#### [To do]
Every line of the listing is to be returned exactly as given.

#### [Provided records]
PR #882, opened 2020-07-30
Updated master versions based on 4.x versions.

mauritsvanrees:
I copied them over, including not yet merged zodbupdate 1.5, and edited to prevent unwanted changes.
I did this because I noticed that ZODB was still at 5.5.1 instead of 5.6.0.
All updated versions are newer versions.
(The edits to constraints and full requirements are the automatic changes after running bin/buildout.)


dataflake:
Not so fast. I will not accept an update of the ZODB version pin until there is a new ZEO release that is actually compatible with ZODB 5.6.

dataflake:
> Not so fast. I will not accept an update of the ZODB version pin until there is a new ZEO release that is actually compatible with ZODB 5.6.

I misunderstood the patch, sorry. Zope 4.x has that ZODB 5.6 version pin already. This is good for merging.

The incompatibilities with the current ZEO release were discovered after making that version pin on the `4.x` branch, so I will hold off on making a Zope 4 release until ZEO 5.2.2 is released. I cannot do the release myself because only @tseaver and @jimfulton are PyPI maintainers for it, I have asked Tres to do it.

PR #885, opened 2020-08-21
Better session documentation and link

dwt:
Update seasoning documentation hint and link the chapter on sessions.

Not sure this is the best way to link to the zope book - guidance on the right way to link this would be very welcome.


dataflake:
I cleaned up the formatting and expanded the explanation a little.

PR #889, opened 2020-09-17
Zope 4: use DocumentTemplate branch 3.x.

mauritsvanrees:
The master branch targets Zope 5.
It fails with python 2.7:

```
File "/Users/maurits/community/plone-coredev/5.2/src/DocumentTemplate/src/DocumentTemplate/DT_Var.py", line 156, in <module>
    import urllib.parse
ImportError: No module named parse
```


dataflake (approved):
Good catch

#### [Exercise response]
PR #882, opened 2020-07-30
Updated master versions based on 4.x versions.

mauritsvanrees:
I copied them over, including not yet merged zodbupdate 1.5, and edited to prevent unwanted changes.
I did this because I noticed that ZODB was still at 5.5.1 instead of 5.6.0.
All updated versions are newer versions.
(The edits to constraints and full requirements are the automatic changes after running bin/buildout.)


dataflake:
Not so fast. I will not accept an update of the ZODB version pin until there is a new ZEO release that is actually compatible with ZODB 5.6.

dataflake:
> Not so fast. I will not accept an update of the ZODB version pin until there is a new ZEO release that is actually compatible with ZODB 5.6.

I misunderstood the patch, sorry. Zope 4.x has that ZODB 5.6 version pin already. This is good for merging.

The incompatibilities with the current ZEO release were discovered after making that version pin on the `4.x` branch, so I will hold off on making a Zope 4 release until ZEO 5.2.2 is released. I cannot do the release myself because only @tseaver and @jimfulton are PyPI maintainers for it, I have asked Tres to do it.

PR #885, opened 2020-08-21
Better session documentation and link

dwt:
Update seasoning documentation hint and link the chapter on sessions.

Not sure this is the best way to link to the zope book - guidance on the right way to link this would be very welcome.


dataflake:
I cleaned up the formatting and expanded the explanation a little.

PR #889, opened 2020-09-17
Zope 4: use DocumentTemplate branch 3.x.

mauritsvanrees:
The master branch targets Zope 5.
It fails with python 2.7:

```
File "/Users/maurits/community/plone-coredev/5.2/src/DocumentTemplate/src/DocumentTemplate/DT_Var.py", line 156, in <module>
    import urllib.parse
ImportError: No module named parse
```


dataflake (approved):
Good catch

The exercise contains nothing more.